• [Task requirements]: The listing beneath should be written out in full, exactly as shown.

============================================================

PR #2572, opened 2023-01-11
Fix HLS automatic test

### LINKED ISSUE #2571: New ocTestStream.sh script does not end stream when asked to from script causing HLS test to fail

When the HLS test script tells ocTestStream.sh to exit it does not, causing the test to fail.

https://github.com/owncast/owncast/blob/webv2/test/automated/hls/run.sh#L60

MFTabriz:
- properly cleanup the test script sub-processes
- check video file before streaming in `test/ocTestStream.sh`

closes  #2571


gabek:
Thank you for fixing this up!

============================================================

• [Output for this task]:
PR #2572, opened 2023-01-11
Fix HLS automatic test

### LINKED ISSUE #2571: New ocTestStream.sh script does not end stream when asked to from script causing HLS test to fail

When the HLS test script tells ocTestStream.sh to exit it does not, causing the test to fail.

https://github.com/owncast/owncast/blob/webv2/test/automated/hls/run.sh#L60

MFTabriz:
- properly cleanup the test script sub-processes
- check video file before streaming in `test/ocTestStream.sh`

closes  #2571


gabek:
Thank you for fixing this up!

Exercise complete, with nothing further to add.